Дефицит фактора XII (дефект хагемана)

Это редкое нарушение свертывания крови. В литературе описано около 200 случаев болезни. Дефект Хагемана характеризуется сильным снижением активности фактора XII, который является фактором, запускающим весь сложный механизм свертывания крови. В большинстве случаев дефект Хагемана передается по аутосомно-рецессивному типу наследования. Однако в некоторых семьях выявлено аутосомно-доминантное наследование.

При дефиците фактора XII свертывания крови отсутствуют какие-либо явления кровоточивости (не только спонтанные, но и при травмах и операциях), несмотря на выраженное удлинение времени свертывания крови до 30 мин и более.
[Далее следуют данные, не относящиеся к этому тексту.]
PR #16, opened 2021-01-15
Save meeting location

theresenieva:
Add a map that stores location information from user's click and input to the database.

### DIFF
--- a/GoMeet/src/main/java/com/google/sps/data/Location.java
+++ b/GoMeet/src/main/java/com/google/sps/data/Location.java
@@ -1,0 +1,45 @@
+/** Represents a marker on the map. */
+package com.google.sps.data;
+import java.util.Collection;
+
+public class Location {
+
+  private final String title;
+  private final double lat;
+  private final double lng;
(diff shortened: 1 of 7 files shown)


theresenieva:
Not too sure whether `f120cf4`, `d8d3b06`, `b3d00f3`, `e8fcc42` (so all the documentation fixing commits) should be squashed into one.

GoMeet/src/main/java/com/google/sps/data/Location.java
```diff
@@ -0,0 +1,45 @@
...
+  private final double lat;
+  private final double lng;
+  private final String note;
+  private int voteCount;
+  private Collection<String> voters;
+
+  public Location(String title, double lat, double lng, String note) {
+    this.title = title;
+    this.lat = lat;
+	this.lng = lng;
```
vivianho18: nit: fix indentation

vivianho18 (commented):
Should probably include testing for the javacsript file. Other than that lgtm 👍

У ряда больных лиц с дефектом Хагемана, несмотря на резкое замедление свертываемости крови, наблюдались тяжелые и даже смертельные тромбоэмболические осложнения. Они заключаются в образовании кровяного сгустка (тромба) в просвете сосуда с дальнейшим его отрывом и переносом стоком крови, что в конечном итоге приводит к закупорке какого-либо кровеносного сосуда и неприятным последствиям (эмболия). При этом дефекте возможно развитие эмболии легочной артерии после перелома тазовых костей. Могут возникать также инфаркты миокарда, тромбофлебит у новорожденных.

Большинство больных лиц с дефицитом фактора XII свертывания крови не нуждаются ни в заместительной терапии, ни в особой предоперационной подготовке. Небольшие внутривенные вливания донорской плазмы вызывают у лиц с дефектом Хагемана полную нормализацию функции свертывания. Период активности введенного в кровоток фактора XII составляет около 48—56 ч.